TRUST is a funny thing. It can take years to gain and then in one brief moment (an instant) it’s gone. How then can we intentionally build trust and create a culture of trust? Especially, knowing that at some point we will make a mistake, say something that hurts, choose inaction, or put our foot in our mouths.

So, as leaders and coaches, how can we intentionally build up our trust “wealth”? 

Legendary Duke basketball coach Mike Krzyzewski said, “Every leader needs to remember that a healthy respect for authority takes time to develop. It’s like building trust. You don’t instantly have trust, it has to be earned.”

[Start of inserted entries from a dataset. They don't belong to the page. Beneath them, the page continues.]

PR #27917, opened 2020-09-30
Variables: Adds loading state and indicators

### LINKED ISSUE #17005: Provide feedback to user while updating template variables
Currently, there is no way to know if grafana is currently updating drop-down lists of template variables. This is especially a problem when a variable depends on the another: user selects var1, then var2 list gets updated but user can select outdated elements from var2

hugohaggmark:
new-variable-loading-state

This PR removed the old initLock logic and introduces loading state to all variable types. I also added some loading indicators in the UI. 
When the next PR that uses Observable for variable queries we can add cancellation of individual variable updates.

Fixes #17005

One way to test this is PR is to:

1. Start a slow proxy (30s delay on every data source request, the recording above is customized proxy using a 10s delay) with `make devenv sources=slow_proxy_mac,prometheus`
2. Import this [dashboard](https://gist.github.com/hugohaggmark/067a470d697f91828c9b282836765d07)


public/app/features/variables/types.ts
```diff
@@ -119,11 +119,32 @@ export interface SystemVariable<TProps extends { toString: () => string }> exten
   current: { value: TProps };
 }
 
+export enum VariableLoadingState {
+  NotStarted = 'Not started',
+  Fetching = 'Fetching',
+  Completed = 'Completed',
+  Failed = 'Failed',
```
torkelo, line 126: Can we use the LoadingState enum from grafana/data ? , only one that is not applicable is Streaming

hugohaggmark: Great suggestion, will lock into that

public/app/features/variables/state/actions.ts
```diff
@@ -222,13 +248,14 @@ export const processVariable = (
...
-        dispatch(resolveInitLock(toVariablePayload(variable)));
+        await dispatch(updateOptions(toVariableIdentifier(refreshableVariable)));
         return;
       }
     }
 
-    dispatch(resolveInitLock(toVariablePayload(variable)));
+    // for variables that aren't updated via url or refresh let's simulate the same state changes
+    dispatch(variableStateFetching(toVariablePayload(variable)));
+    dispatch(variableStateCompleted(toVariablePayload(variable)));
```
torkelo, line 258: Why do we need to go via fetching here can't we just emit completed action?

public/app/features/variables/state/actions.ts
```diff
@@ -582,3 +619,33 @@ export const cancelVariables = (
...
+  }
+
+  try {
+    dispatch(variableStateFetching(toVariablePayload(variableInState)));
+    await variableAdapters.get(variableInState.type).updateOptions(variableInState);
+    dispatch(variableStateCompleted(toVariablePayload(variableInState)));
+  } catch (error) {
+    console.error(error);
+    dispatch(variableStateFailed(toVariablePayload(variableInState, { error })));
+    dispatch(notifyApp(createErrorNotification('Templating', 'Error updating options: ' + error.message)));
```
torkelo, line 649: These two path !awaitUpdateOptions  & else looks very similar, one is done with await the other is not, can you explain the difference?

torkelo (approved):
Looks great! added two comments on things that confused me

public/app/features/variables/state/actions.ts
hugohaggmark: It might just be a copy-paste error, will check. Thanks for finding this

public/app/features/variables/state/actions.ts
hugohaggmark: Yeah, it's ugly. In the first case we don't want to resolve variableAdapters.get(...).updateOptions but in the other we want to. Any suggestions on how to solve this. Could be two separate methods I guess?

aocenas:
Just FYI some time ago I added this https://github.com/grafana/grafana/blob/eb734a2f6e939f29b6e3e92e8d3e0a0f6c1f6e4c/packages/grafana-ui/src/utils/useDelayedSwitch.ts#L18 to deal with loading indicator flickering. It basically delays the transitions a bit so if the load is really quick it won't even switch and when it's switched on it makes sure to be switched on at least some amount of time. I wanted to incorporate it into some spinner component but did not have time. But I think it can still be handy if somebody has time to use it.

public/app/features/variables/state/actions.ts
torkelo: not sure I see the difference, one path is returning a promise of variableAdapters.get(...).updateOption,  the other is using await. keyword, both should return a similar promise with the same effect

hugohaggmark: Hmm not sure, the first case is used in a Promise.all so I figured we wanted to run all Promises in that Promise.all in parallel. If I was to use await in within the Promise.all one wouldn't the Promise.all become sequential?

hugohaggmark: Hmm, I think I'm wrong in my thinking here

mckn (approved):
I think it looks great! Awesome work!

One thing that was a bit weird for me is that the example dashboard that you linked loaded super fast with the proper spinners attached to the different components. But I have another older dashboard that get stuck on the loading screen instead.

https://gist.github.com/mckn/4664db75773bcc081cc860e8b45274f5

hugohaggmark:
> I think it looks great! Awesome work!
> 
> One thing that was a bit weird for me is that the example dashboard that you linked loaded super fast with the proper spinners attached to the different components. But I have another older dashboard that get stuck on the loading screen instead.
> 
> https://gist.github.com/mckn/4664db75773bcc081cc860e8b45274f5

I think you need to change the data source to gdev-slow-prometheus :)

PR #27919, opened 2020-09-30
Drone: Don't build enterprise Windows installer unless downstream

aknuds1:
Drone: Fix enterprise master builds, since they shouldn't try to build the Windows installer unless triggered by OSS.

### DIFF
--- a/scripts/lib.star
+++ b/scripts/lib.star
@@ -832,7 +832,7 @@ def get_windows_steps(edition, version_mode, is_downstream=False):
             ],
         },
     ]
-    if version_mode == 'master':
+    if version_mode == 'master' and (edition != 'enterprise' or is_downstream):
         installer_commands = [
             '$$gcpKey = $$env:GCP_KEY',
             '[System.Text.Encoding]::UTF8.GetString([System.Convert]::FromBase64String($$gcpKey)) > gcpkey.json',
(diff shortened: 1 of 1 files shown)


scripts/lib.star
```diff
@@ -842,13 +842,10 @@ def get_windows_steps(edition, version_mode, is_downstream=False):
             'rm gcpkey.json',
             'cp C:\\App\\nssm-2.24.zip .',
             '.\\grabpl.exe windows-installer --edition {} --build-id $$env:{}'.format(edition, build_no),
+            '$$fname = ((Get-Childitem grafana*.msi -name) -split "`n")[0]',
+            'gsutil cp $$fname gs://grafana-downloads/{}/{}/'.format(edition, version_mode),
+            'gsutil cp "$$fname.sha256" gs://grafana-downloads/{}/{}/'.format(edition, version_mode),
```
papagian, line 847: out of curiosity: why only in the 2nd command the source file should be quoted?

papagian (commented):
Generally LGTM, I have a question

scripts/lib.star
aknuds1: @papagian Good question - it's necessary in this case, to stop PowerShell from interpreting it as getting property `sha256` of `$fname`. Make sense?

papagian: ah you mean for making the concatenation working; it makes sense

papagian (approved):

PR #29375, opened 2020-11-25
Variables: Fixes issue with upgrading legacy queries

hugohaggmark:
**What this PR does / why we need it**:
When we refactored the variable system in #28217 we added a function for migrating/upgrading the query property for variables that use the StandardVariableSupport. This worked for most cases like importing and for variables with the refresh setting set to `OnDashboardLoad` or `OnTimeRangeChanged` but I forgot about those with refresh setting set to `Never`. This PR moves the logic into the initialization of variables instead.

**Which issue(s) this PR fixes**:
Fixes #29373

**Special notes for your reviewer**:
Instructions on how to test this is in the repro steps for #29373

PR #29704, opened 2020-12-09
Variables: Fixes upgrade of legacy Prometheus queries

### LINKED ISSUE #29703: Variables: Query input is empty when you edit a QueryVariable

hugohaggmark:
When initializing variables we tried to upgrade legacy queries for Prometheus because Prometheus is now using the Standard Variable Support. 

When I tried to fix this in #29375 I missed the case when a query variable depended on a datasource variable so #29375 upgrades legacy queries to early in the initialization process of variables.

This PR moves the upgrade legacy query action to places later on in the initialization process of variables. I also refactored the actions for datasource variables as they were using the now deprecated function __`getMetricSources`__. 

Enjoy your review

Fixes #29703

### DIFF
--- a/public/app/features/variables/datasource/actions.ts
+++ b/public/app/features/variables/datasource/actions.ts
@@ -2,7 +2,7 @@ import { toVariablePayload, VariableIdentifier } from '../state/types';
 import { ThunkResult } from '../../../types';
 import { createDataSourceOptions } from './reducer';
 import { validateVariableSelectionState } from '../state/actions';
-import { DataSourceInstanceSettings, DataSourceSelectItem, stringToJsRegex } from '@grafana/data';
+import { DataSourceInstanceSettings, stringToJsRegex } from '@grafana/data';
 import { getDatasourceSrv } from '../../plugins/datasource_srv';
 import { getVariable } from '../state/selectors';
 import { DataSourceVariableModel } from '../types';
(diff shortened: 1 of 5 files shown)


public/app/features/variables/datasource/actions.ts
```diff
@@ -27,16 +30,21 @@ export const updateDataSourceVariableOptions = (
...
-): ThunkResult<void> => async dispatch => {
-  const dataSources: DataSourceSelectItem[] = await dependencies.getDatasourceSrv().getMetricSources();
-  const filtered = dataSources.filter(ds => !ds.meta.mixed && ds.value !== null);
-  const dataSourceTypes = _(filtered)
+): ThunkResult<void> => dispatch => {
+  const dataSources: DataSourceSelectItem[] = dependencies
+    .getDatasourceSrv()
+    .getList({ metrics: true, variables: true })
+    .filter(setting => {
+      return !setting.meta.mixed && !setting.isDefault;
```
torkelo, line 44: no need for this, mixed is opt-in, and isDefault is just a property on the option, so should filter out the default data source, as then you only have one data source and that is the default then this dropdown will be empty. (the old getMetricSources returned two entries, one named default with value null, getList does not do this, just returns the data sources, and if it happens to be the default isDefault is true)

torkelo (approved):
Looks good, just one minor thing with the use of getList

public/app/features/variables/datasource/actions.ts
hugohaggmark: Great explanation, I'll remove the filter and update the tests.

PR #29722, opened 2020-12-09
API: add Status() to RedirectResponse

AgnesToulet:
This is an update to `RedirectResponse` to meet the updated `Response` interface (updated in this PR: https://github.com/grafana/grafana/pull/29642).

The status code returned by the new `Status` function is the same as the default one used by the `Redirect` function of macaron as the `RedirectResponse` struct does not allow to change it.

### DIFF
--- a/pkg/api/common.go
+++ b/pkg/api/common.go
@@ -145,6 +145,11 @@ func (r *RedirectResponse) WriteTo(ctx *models.ReqContext) {
 	ctx.Redirect(r.location)
 }
 
+// Status gets the response's status.
+func (*RedirectResponse) Status() int {
+	return http.StatusFound
+}
+
 func Redirect(location string) *RedirectResponse {
 	return &RedirectResponse{location: location}
 }


pkg/api/common.go
```diff
@@ -145,6 +145,11 @@ func (r *RedirectResponse) WriteTo(ctx *models.ReqContext) {
 	ctx.Redirect(r.location)
 }
 
+// Status gets the response's status.
+func (*RedirectResponse) Status() int {
```
aknuds1, line 149: Will this method ever be called? Just wondering, since any build failure can also be solved by adding `Response` on line 141.

aknuds1 (approved):

pkg/api/common.go
AgnesToulet: It seems that this function was added in the interface only for testing purposes and is only used in the `librarypanels` service so no it won't be called rn. But it could be useful for future tests. 

I don't see how adding `Response` on line 141 will avoid us to add this function.

aknuds1: @AgnesToulet If you add `Response` on line 141, it will make `RedirectResponse` have default implementations of all the `Response` methods. The only technical difference would be that calling `Status()` on a `RedirectResponse` would fail. I've used this technique to implement large interfaces, where you don't want to write all the methods.

PR #29735, opened 2020-12-09
Docs: added version note for rename by regex transformation.

mckn:
I was a bit quick in merging the following #29281. Adding missing version note in docs.

### DIFF
--- a/docs/sources/panels/transformations/types-options.md
+++ b/docs/sources/panels/transformations/types-options.md
@@ -402,6 +402,8 @@ Conditions that are invalid or incompletely configured are ignored.
 
 ## Rename by regex
 
+> **Note:** This transformation is only available in Grafana 7.4+.
+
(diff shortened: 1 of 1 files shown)


oddlittlebird (approved):
Perfecto

docs/sources/panels/transformations/types-options.md
```diff
@@ -402,6 +402,8 @@ Conditions that are invalid or incompletely configured are ignored.
 
 ## Rename by regex
 
+> **Note:** This transformation is only available in Grafana 7.4+.
```
osg-grafana, line 405: Small nit: please remove "only".

mckn: Great feedback!

But I have already merged the PR and that line is repeated on multiple places in the docs to I guess you should open an issue regarding this so it can be updated on all places.

osg-grafana: +1

Issue #7794, opened 2017-03-09
Elasticsearch: Support template variables as the Size of Group by Terms


alexandrul:
Currently the template variable is parsed as an int and I'm getting ```illegal_argument_exception```: ```[terms] size doesn't support values of type: VALUE_NULL```

![group_by__size](https://cloud.githubusercontent.com/assets/663809/23757650/197d552c-04f0-11e7-95b7-6f02907f4a9a.png)

Grafana v4.3.0-pre1 (commit: 2f5814d51)
ES 5.x
Windows 7 x64

alexandrul:
This is the int parsing part:
```b.terms.size = 0 === parseInt(a.settings.size, 10) ? 500 : parseInt(a.settings.size, 10)```

This enhancement seems to be working with an extra step: if ```a.settings.size``` is not a number then ```b.terms.size = a.settings.size```

Of course, there should be some sanity checks (it makes no sense to use a multi-value template var here).

alexandrul:
up

apetzo:
I ran into the same issue just now with elastic and Grafana 7.0

simianhacker:
@Elfo404 Should every setting be overridable by variables? The only variables that seem to show up in the `options.scopedVars` is `$_interval` and `$_intervalMS`. I setup a 'constant' variable which only seems to be available via the `templateSrv.getVariables()` on the data source.

Elfo404:
@simianhacker ideally any user input should support variables when it makes sense. I started working on a draft some time ago in #29739 which seems to work quite okay-ish, but it needs a bit more investigation.

PR #29739, opened 2020-12-10
Elasticsearch: Add generic support for template variables

### LINKED ISSUE #8339: ElasticSearch: Permit "field" to be parsed to a variable
Grafana version: 4.3.0-pre1
Datasource: Elasticsearch
OS: CentOS 7
If is tried to use "field": "$variable" in query of Variables, the variable is not resolved and the query for the elasticsearch.

Tryied:
Create a variable named $test, type Custom with value "AAA,BBB"
Select $test ='AAA' in a dashboard.
Set another variable named named $test1 with query = {"find": "terms", "field": "$test"}

Result: 
{"find": "terms", "field": "$test"}

Espected result:
{"find": "terms", "field": "AAA"}

Elfo404:
Adds generic variable interpolation logic to elasticsearch query model, allowing every string field to contain template variables

Fixes #8339 #7794

Not really ready for review as doesn't cover all use-cases, opening this as a starting point to tackle as much variable related issues as possible.

### DIFF
--- a/public/app/plugins/datasource/elasticsearch/datasource.test.ts
+++ b/public/app/plugins/datasource/elasticsearch/datasource.test.ts
@@ -865,7 +865,7 @@ describe('ElasticDatasource', function(this: any) {
     expect((interpolatedQuery.bucketAggs![0] as Filters).settings!.filters![0].query).toBe('resolvedVariable');
   });
 
-  it('should correctly handle empty query strings', () => {
+  it.only('should correctly handle empty query strings', () => {
     const query: ElasticsearchQuery = {
       refId: 'A',
       bucketAggs: [{ type: 'filters', settings: { filters: [{ query: '', label: '' }] }, id: '1' }],
--- a/public/app/plugins/datasource/elasticsearch/datasource.ts
+++ b/public/app/plugins/datasource/elasticsearch/datasource.ts
@@ -320,27 +320,54 @@ export class ElasticDatasource extends DataSourceApi<ElasticsearchQuery, Elastic
     return this.templateSrv.replace(queryString, scopedVars, 'lucene') || '*';
   }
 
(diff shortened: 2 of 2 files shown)


public/app/plugins/datasource/elasticsearch/datasource.test.ts
```diff
@@ -865,7 +865,7 @@ describe('ElasticDatasource', function(this: any) {
     expect((interpolatedQuery.bucketAggs![0] as Filters).settings!.filters![0].query).toBe('resolvedVariable');
   });
 
-  it('should correctly handle empty query strings', () => {
+  it.only('should correctly handle empty query strings', () => {
```
torkelo, line 868: the pre-commit hook should have caught this one

torkelo (commented):
wonder what is more efficient here, render all queries to a json string, then a single call to templateSrv.replace + parse back to object? the query need some special logic (default to lucene escaping)

public/app/plugins/datasource/elasticsearch/datasource.test.ts
Elfo404: yeah, I `--no-verify`'ed it just to push it and pick this up later, there are a few other things I want to add to this commit.

Elfo404:
> wonder what is more efficient here, render all queries to a json string, then a single call to templateSrv.replace + parse back to object? the query need some special logic (default to lucene escaping)

@torkelo That's a very good point. I'll also give that approach a shot, I guess the special use-cases (like the lucene queries) might be handled with some regex.

simianhacker:
@Elfo404 I started looking at #7794 and came across the Lucene escaping. It looks like that's done early enough that the wholesale approach @torkelo would work. We sort of do that now but only with the `options.scopedVars` which seems to only include the `$__interval` variables. We would need to merge that with the list of variables from `templateSrv.getVariables()`. The only caveat is, for the most part, Elasticsearch isn't too picky about the variable types (string vs number) with a few exceptions.

PR #29740, opened 2020-12-10
Middleware: Add CSP support

### LINKED ISSUE #16655: CSP Compliance

aknuds1:
PR to add support to middleware for adding [CSP](https://developer.mozilla.org/en-US/docs/Web/HTTP/CSP) header.

Extracted partially from https://github.com/grafana/grafana/pull/25837.

Fixes #16655.

TODO: 

- [x] Review the CSP template string, to see if it makes sense.
- [x] Check what remains wrt. #6820 also, after merging this.

As per @torkelo comment:

- [x] Check if changes to webpack chunk loading and plugins loading are required


torkelo:
I know this is draft, tries to test the plugin loading but was unable to get the app to load. Let me know when this is ready and I can check the plugin loading

aknuds1:
@torkelo I will. I am currently investigating a strange bug, which causes the nonce not to be transmitted.

torkelo (approved):
Looks good. Tested with many external plugins and seems to work.

aknuds1:
That's awesome @torkelo - we should probably review the default CSP template string though, to make sure it makes sense.

aknuds1:
@sakjur Do you want to review the CSP header template here?

pkg/api/dtos/index.go
```diff
@@ -25,6 +25,8 @@ type IndexViewData struct {
 	AppleTouchIcon          template.URL
 	AppTitle                string
 	Sentry                  *setting.Sentry
+	// Nonce is a cryptographic identifier for use with Content Security Policy.
+	Nonce string
```
wbrowne, line 29: Weird formatting here, no?

aknuds1: @wbrowne How is it weird? The file gets auto-formatted by goimports.

aknuds1: Ah, you're referring to the field alignment. Probably unaligned because of the comment above.

pkg/api/login_test.go
```diff
@@ -131,10 +140,10 @@ func TestLoginErrorCookieAPIEndpoint(t *testing.T) {
 	}
 	sc.m.Get(sc.url, sc.defaultHandler)
 	sc.fakeReqNoAssertionsWithCookie("GET", sc.url, cookie).exec()
-	assert.Equal(t, sc.resp.Code, 200)
+	require.Equal(t, 200, sc.resp.Code)
```
ying-jeanne, line 143: does this mean we always want to use require?
`Package require implements the same assertions as to the `assert` package but stops test execution when a test fails.`
Or we just want to use require when checking the null pointer then stop testing when the pointer is null so no point to continue?

aknuds1: @ying-jeanne It doesn't mean we always want to use `require`, but my thinking here is that the test should stop if an error response is received, because the remaining checks don't make any sense.

conf/defaults.ini
```diff
@@ -227,6 +227,13 @@ x_content_type_options = true
 # when they detect reflected cross-site scripting (XSS) attacks.
 x_xss_protection = true
 
+# Enable adding the Content-Security-Policy header to your requests.
+# CSP allows to control resources the user agent is allowed to load and helps prevent XSS attacks.
+content_security_policy = false
+
+# Set Content Security Policy template used when adding the Content-Security-Policy header to your requests.
+# $NONCE in the template includes a random nonce.
+content_security_policy_template = """script-src 'unsafe-eval' 'strict-dynamic' $NONCE;object-src 'none';font-src 'self';style-src 'self' 'unsafe-inline';img-src 'self' data:;base-uri 'self';connect-src 'self' grafana.com;manifest-src 'self';media-src 'none';block-all-mixed-content;"""
```
stevenvachon, line 236: * `img-src 'self' data:` looks like data URIs only, which will block google cloud images within plugin readmes
* maybe add `form-action 'self'` to prevent successful XSS hacks from working

aknuds1: @torkelo What do you think of @stevenvachon's feedback?

torkelo: what does base-uri mean? and will it also block if you add data source with browser access (ie browser will directly access the data source)

aknuds1:
Looking into the backend test failure.

conf/defaults.ini
aknuds1: I will have to look up base-uri @torkelo, I'm not really familiar with the Content Security Policy directives. They were copied from the original PR.

pkg/api/login_test.go
aknuds1: @ying-jeanne If `require.Equal` fails here, the execution of that particular test will end, yes. The rest of the test won't make any sense anyhow.

conf/defaults.ini
aknuds1: @torkelo [Here](https://developer.mozilla.org/en-US/docs/Web/HTTP/Headers/Content-Security-Policy/base-uri)'s the base-uri documentation.

The `<base>` element seems to control the base URI for all relative URIs in the document, so `base-uri 'self'` probably means that all relative URIs have to have the document origin as their base. It probably makes sense.

aknuds1: > * `img-src 'self' data:` looks like data URIs only, which will block google cloud images within plugin readmes

@stevenvachon I think `img-src 'self' data:` means both URIs with same origin as the document and data URIs. Regarding Google Cloud, yeah does look that way.

aknuds1: @stevenvachon I added `form-action 'self'`, thanks!

aknuds1:
I removed the `block-all-mixed-content` directive since it's marked as obsolete on MSDN.

aknuds1:
@Sytten Does the default CSP header template here make sense to you?

Sytten:
@aknuds1 It's a good start for sure and I really appreciate the work being done, but we also have to acknowledge that `script-src 'unsafe-eval'` reduces the significantly the protection offered by the CSP against XSS.
I think it would also make sense to put the default to 'self' in case we missed one rule (I didn't check if they were all there).

aknuds1:
> @aknuds1 It's a good start for sure and I really appreciate the work being done, but we also have to acknowledge that `script-src 'unsafe-eval'` reduces the significantly the protection offered by the CSP against XSS.
> I think it would also make sense to put the default to 'self' in case we missed one rule (I didn't check if they were all there).

@Sytten According to the [original PR](https://github.com/grafana/grafana/pull/25837), `script-src 'unsafe-eval'` is necessary to keep AngularJS working. Where are you saying we should add 'self'? I'm not that familiar with CSP.

iOrcohen:
> > @aknuds1 It's a good start for sure and I really appreciate the work being done, but we also have to acknowledge that `script-src 'unsafe-eval'` reduces the significantly the protection offered by the CSP against XSS.
> > I think it would also make sense to put the default to 'self' in case we missed one rule (I didn't check if they were all there).
> 
> @Sytten According to the [original PR](https://github.com/grafana/grafana/pull/25837), `script-src 'unsafe-eval'` is necessary to keep AngularJS working. Where are you saying we should add 'self'? I'm not that familiar with CSP.
> 
> @torkelo @iOrcohen Can you confirm that `script-src 'unsafe-eval'` is necessary for AngularJS to work?

Yes, AngularJS using eval function so it's required.

aknuds1:
@Sytten If you see @iOrcohen, it does look as if we need to keep `script-src 'unsafe-eval'` until AngularJS is replaced.

aknuds1:
Merging this. If you have a suggestion for a tweak of the default template @Sytten, please make a PR :)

Here are 3 practices that you can start today to gain and build trust with others.

1) Give it Away –

No strings attached trust is shown to others by serving with no expectation of getting something in return. This is a simple and easy way to build trust with others when you first interact or meet. One quick way to build trust is to give it away to others.

2) No agenda –

Today it seems like there’s always an angle, some other hidden motivator or agenda. So when we engage with others, put their needs, their thoughts and feelings, their voice first. You will have to ask yourself, ‘what are you trying to gain from this relationship?’ ‘What’s my agenda?’

If your desire is to help, build, invest, serve, encourage then your personal agenda gets pushed to the side and the other person becomes the focus. We must see that the world doesn’t revolved around ourselves, but intentionally invest in those around us to encourage and build into them.

3) Put Yourself in their Shoes –

Naturally I want to talk about myself and I can guess that most everyone else is wired the same way. Unless we intentionally put others first, we will put our interests above others. The intentional person is able to push through self focus and place themselves into the ‘shoes’ of someone else. See the other side of the coin or look over the fence to see if the grass is greener. See life, emotions, experiences, circumstances, etc. through others’ eyes.

Trust is gained in Cents, but lost with Dollars. It takes time, energy, perseverance to gain and earn trust. And it can be lost in an instant! These 3 practices will not only allow you to gain trust quickly with others, but also, build up trust equity for those brief lapses in judgement. You will have built up a strong foundation to build upon and enrich and deepen your relationship.

Next Steps to think about…

How could take one practice and apply it today?

What is one step you can take to view your current situation from another’s perspective?

How can these practices help restore broken trust in a relationship?